▸ **Task requirements**
Please copy each line from the entries that contains the string "AdrianDanis".
-- Records to process follows --
PR #64, opened 2017-06-19
Unused functions found by clang

mokshasoft:
Clang found some unused static functions. I think this touches verified code, but removing functions that aren't used is invisible to the proof? Currently I do not know how to update the proof, so if that is needed you could ignore these patches.

make compile-all passed all targets.

All tests passed running:
make mrproper ; make zynq_simulation_debug_xml_defconfig ; make ; make simulate-zynq

### DIFF
--- a/src/arch/arm/armv/armv7-a/cache.c
+++ b/src/arch/arm/armv/armv7-a/cache.c
@@ -10,11 +10,6 @@
 
 #include <arch/machine/hardware.h>
 
-static inline void invalidateByWSL(word_t wsl)
-{
-    asm volatile("mcr p15, 0, %0, c7, c6, 2" : : "r"(wsl));
-}
-
 static inline void cleanByWSL(word_t wsl)
 {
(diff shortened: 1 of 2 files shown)


src/arch/arm/armv/armv7-a/cache.c
```diff
@@ -10,11 +10,6 @@
 
 #include <arch/machine/hardware.h>
 
-static inline void invalidateByWSL(word_t wsl)
```
AdrianDanis: This is part of the cache interface and shouldn't be deleted just because it's not currently being used

mokshasoft: Is set_irq_active also considered part of an interface? In that case I'll close this pull request, otherwise I'll update this request or create a new one with only set_irq_active.

AdrianDanis: `set_irq_active` just looks like an internal helper that was never used, it can go

mokshasoft:
The commit for set_irq_active uploaded in pull request https://github.com/seL4/seL4/pull/65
-- Records to process concluded --
▸ **Answer section**
AdrianDanis: This is part of the cache interface and shouldn't be deleted just because it's not currently being used
AdrianDanis: `set_irq_active` just looks like an internal helper that was never used, it can go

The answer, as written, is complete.